The Ghouls and the Banshees were the biker gang equivalent of a family feud gone wrong. The Banshees splintered from the Ghouls a decade ago, and the resulting war between the two groups was one of those organized-crime wars that the authorities were usually happy to let happen; as long as they just killed one another, there was a net gain for society.

“He had to know there were cameras,” I said, which made me realize: He had to know there were cameras. And there it was. The extenuating circumstance Barry mentioned. The stash house belonged to the Ghouls Motorcycle Club, an outlaw gang whose propensity for violent crime made even the Hells Angels seem like an esteemed group of kind and generous fellows with a shared interest in motorcycles. If he was dropping off their materials at the FBI office in broad daylight, and in a bright red sweater no less, that meant he was scared.

I came back to the photos of the house in Aventura. From the outside it looked like a standing set from Miami Vice: the facade was faux Art Deco and statues of pink flamingos dotted the lawn. In the driveway, however, was a yellow Ford Fairmont station wagon, replete with wood paneling and a luggage rack.

“How sick is the mother?” I asked.

“Gets radiation five days a week,” Sam said. “Maxed credit cards. Looks like Medicare is picking up some of the rudimentary stuff, but I guess cancer isn’t all that rudimentary.”

I thought about my mother, who smoked like Chernobyl but miraculously didn’t have cancer. Meeting Bruce’s mother might be a nice object lesson.

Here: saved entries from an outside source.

PR #26, opened 2026-03-13
refactor: unify node-kind tables & fix marker budget

dean0x:
## Summary

- Unifies the two separate node-kind tables (`to_static_node_kind` in `structure.rs` and `score_node_kind` in `utils.rs`) into a single `node_kind_info()` function in `utils.rs`, eliminating table drift risk
- Fixes marker budget bug in `truncate.rs` where non-contiguous spans could cause output to exceed `max_lines` — replaces fixed `MARKER_RESERVE = 2` with dynamic select-then-trim algorithm
- Self-review cleanup: destructured tuples, removed redundant re-sort, simplified unreachable guard

## Test plan

- [x] All 254 tests pass (103 core + integration/CLI)
- [x] `test_node_kind_info_consistency` validates all 41 known kinds map correctly
- [x] `test_noncontiguous_spans_marker_accounting` covers the fixed bug
- [x] `test_count_markers_*` (4 tests) cover empty, contiguous, gap, and edge cases
- [x] `test_trim_prefers_dropping_low_priority` and `test_trim_tiebreak_drops_last_position` verify trim algorithm
- [x] Clippy zero warnings

### DIFF
--- a/crates/rskim-core/src/transform/truncate.rs
+++ b/crates/rskim-core/src/transform/truncate.rs
@@ -96,16 +96,15 @@ pub(crate) fn truncate_to_lines(
     }
 
     // Score and sort spans: priority desc, position asc (tie-break)
-    let mut scored: Vec<(u8, usize, &NodeSpan)> = valid_spans
+    let mut scored: Vec<(u8, &NodeSpan)> = valid_spans
         .iter()
-        .enumerate()
-        .map(|(idx, span)| (score_node_kind(span.node_kind), idx, *span))
+        .map(|span| (score_node_kind(span.node_kind), *span))
         .collect();
     scored.sort_by(|a, b| {
         b.0.cmp(&a.0).then_with(|| {
-            a.2.transformed_range
+            a.1.transformed_range
                 .start
-                .cmp(&b.2.transformed_range.start)
+                .cmp(&b.1.transformed_range.start)
         })
     });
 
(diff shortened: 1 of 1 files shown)


crates/rskim-core/src/transform/truncate.rs
```diff
@@ -597,4 +669,152 @@ mod tests {
...
+        // If too many, should drop import (prio 3) before fn (prio 4)
+        let result = truncate_to_lines(text, &spans, Language::TypeScript, 3).unwrap();
+
+        assert!(
+            result.contains("type A"),
+            "Should keep highest priority (type): {:?}",
+            result
+        );
+        // If trimming happened, import should be dropped before function
+        if !result.contains("import B") && result.contains("fn foo()") {
```
dean0x: **Weak test assertions** (MEDIUM - Blocking)

The test uses `if/else if` conditional branches to check behavior, but the `else` case (wrong priority behavior) is silently accepted. The test would pass even if the algorithm drops higher-priority spans before lower-priority ones.

**Fix**: Add an explicit failure on wrong behavior with an `else` branch that panics on incorrect priority ordering.

crates/rskim-core/src/transform/signatures.rs
```diff
@@ -118,7 +118,7 @@ fn collect_signatures_with_kinds(
 
     if is_signature_node(kind, node_types) {
         if let Some(sig) = extract_signature(node, source, node_types)? {
-            let static_kind = crate::transform::structure::to_static_node_kind(kind);
+            let static_kind = crate::transform::utils::to_static_node_kind(kind);
```
dean0x: **Inconsistent import style** (MEDIUM - Should Fix)

`to_static_node_kind` uses a fully-qualified inline path (`crate::transform::utils::to_static_node_kind`) while other cross-module references like `NodeSpan` are imported via `use` statements. Since this PR changed the import path, it's a good opportunity to normalize to the shorter style.

**Fix**: Add `use crate::transform::utils::to_static_node_kind;` at the top and use the short name instead.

Or it might just give her someone to smoke with. “Is she dying?”

“Old people die,” Sam said. “Old people with cancer don’t have improved odds, they just die more painfully.”

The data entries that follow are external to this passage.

Issue #28, opened 2026-03-14
Tech debt: token budget cascade follow-ups


dean0x:
## Summary

**Audit 2026-03-27**: 7 of 9 remaining items resolved or closed. 2 items remain as performance optimization opportunities (not release-blocking).

---

## Performance

- ~~**B4**: Redundant tokenization at cascade/fallback boundary — cascade counts tokens, then `truncate_to_token_budget` re-counts the same string. Pass the already-computed count through.~~ ✅ Resolved in #29
- ~~**B5**: Binary search in `truncate_to_token_budget` builds candidate strings via `join` on every iteration. Use precomputed byte offsets for slice-based indexing instead.~~ ✅ Resolved in #29
- **B8**: Cascade re-parses tree-sitter AST for each mode. Parse once and reuse across mode transformations (requires core API changes).
- ~~**S5 (partial)**: `cascade_from_here` returns `&'static [Mode]` now (FIXED), but the cascade loop still creates a config per iteration.~~ ✅ Resolved — config construction is O(1) and intentional; mode differs per iteration.
- **B11**: Per-iteration tokenization in binary search — `count_tokens` is called O(log N) times inside the binary search loop, each O(N). A prefix-sum approach could reduce total to O(N), with trade-off of cross-line token boundary accuracy.
- ~~**B12**: Fast-path `text.to_string()` allocation — when text fits within budget, the function copies the entire string. Could return `Cow<str>` to avoid this allocation (requires API change).~~ ⊗ Closed — allocation overhead negligible; benchmarks prove no impact (14.6ms for 3000-line files, 3x under target).
- ~~**B13**: Split-then-rejoin round-trip — `text.lines().collect()` then `lines.join(\"\\n\")` reconstructs the input. Could scan `text` directly for newline byte positions and use `&str` slices, eliminating both the `Vec<&str>` and the `joined` String.~~ ✅ Resolved — binary search now uses precomputed byte offsets with zero-copy slicing.

## Complexity

- **B6**: `process_file` spans 120 lines with 5 responsibilities. Extract `try_cached_result` and `run_transform` helpers. `main()` spans 178 lines with cyclomatic complexity ~14. Extract `validate_args()` and unify dispatch.
[...]

PR #31, opened 2026-03-16
refactor: wave 1 tech debt from issue #28

dean0x:
## Summary

- **S13**: Extract `validate_bounded_arg` helper — 3 one-liner calls replace 50 lines of duplicated validation
- **S6**: Compose `ProcessOptions` inside `MultiFileOptions` — eliminates 5 duplicated fields
- **B6**: Extract `validate_args`, `read_and_validate`, `try_cached_result`, `run_transform` helpers — `process_file` drops from ~135 to ~30 lines
- **S5**: Hoist config creation out of cascade loop — create once, mutate `mode` per iteration
- **S2**: Add `effective_mode` to cache metadata — observability when cascade selects a different mode
- Simplifier pass: noise comment removal, idiomatic Rust patterns, TOCTOU fix in cache read

All internal refactors with no behavioral changes. Only `crates/rskim/src/main.rs` and `crates/rskim/src/cache.rs` modified.

Resolves S13, S6, B6, S5, S2 from #28.

## Test plan

- [x] `cargo test` — all 262 tests pass
- [x] `cargo clippy -- -D warnings` — clean
- [x] Scrutinizer 9-pillar review — PASS on all pillars

### DIFF
--- a/crates/rskim/src/cache.rs
+++ b/crates/rskim/src/cache.rs
@@ -111,9 +111,8 @@ fn cache_key(
     let canonical_display = canonical_path.display();
     let max_lines_str = fmt_opt(max_lines);
     let token_budget_str = fmt_opt(token_budget);
-    let hash_input = format!(
-        "{canonical_display}|{mtime_secs}|{mode:?}|{max_lines_str}|{token_budget_str}",
-    );
+    let hash_input =
+        format!("{canonical_display}|{mtime_secs}|{mode:?}|{max_lines_str}|{token_budget_str}");
 
     let mut hasher = Sha256::new();
     hasher.update(hash_input.as_bytes());
--- a/crates/rskim/src/main.rs
+++ b/crates/rskim/src/main.rs
@@ -386,8 +386,7 @@ fn try_cached_result(
         return Ok(None);
     }
 
-    let Some(hit) =
-        cache::read_cache(path, options.mode, options.max_lines, options.token_budget)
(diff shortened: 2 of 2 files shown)


crates/rskim/src/cache.rs
```diff
@@ -86,42 +85,32 @@ fn cache_key(
...
-    let cache_file = cache_dir.join(format!("{}.json", key));
-
-    // Check if cache file exists
-    if !cache_file.exists() {
-        return None;
-    }
+    let cache_file = get_cache_dir().ok()?.join(format!("{key}.json"));
 
-    // Read cache file
     let cache_content = fs::read_to_string(&cache_file).ok()?;
```
dean0x: ⚠️ **Should fix: Removed explicit `exists()` check on cache miss path** 

The old code called `cache_file.exists()` before `fs::read_to_string()`. The refactored code relies on `fs::read_to_string().ok()?` returning `None` when the file doesn't exist.

**Impact:** On the cache-miss hot path (every uncached file), this trades a cheap `stat()` syscall for a more expensive `open() + ENOENT` syscall chain. While functionally equivalent and the subsequent transformation dominates, this is a micro-optimization regression.

**Suggested fix:** Consider restoring the explicit check for the common case:

```rust
let cache_file = get_cache_dir().ok()?.join(format!("{key}.json"));
if !cache_file.exists() {
    return None;  // Fast return on cache miss
}
let cache_content = fs::read_to_string(&cache_file).ok()?;
```

Alternatively, document this as a justified simplification trade-off (code clarity vs. micro-optimization).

“Let me ask you something,” I said. “Why should I take this job?”

“All the people you’ve ever helped, you think he’s half as bad as most?”

“He’s a bank robber,” I said.

“So is Fiona,” Sam said. “And for a terrorist organization, I might add.”

“That’s not been substantiated,” I said. “There’s some muddy area concerning whether or not she knew she was working for the IRA.”

“She also sells guns to criminals,” Sam said. “As in she had me watch her back yesterday while you were meeting with Barry. Sold a trunkful of Russian GSh-18 pistols to some Cubans.”

“Cubans?”

“Planning a revolution or something. Real beauties. Anyway, I admit that when Fiona does a little crime, it’s hot, real hot, but you can’t pick and choose your bad guys. Plus, while Fiona probably wouldn’t smother her dying mother, she’s not known for her Florence Nightingale tendencies, Mikey. At least Grossman is doing all he can to save his mother. Or at least make her comfortable.”

When Sam is the voice of reason, I know there’s something fundamentally wrong. But then he added, “And you owe Barry, Mikey.”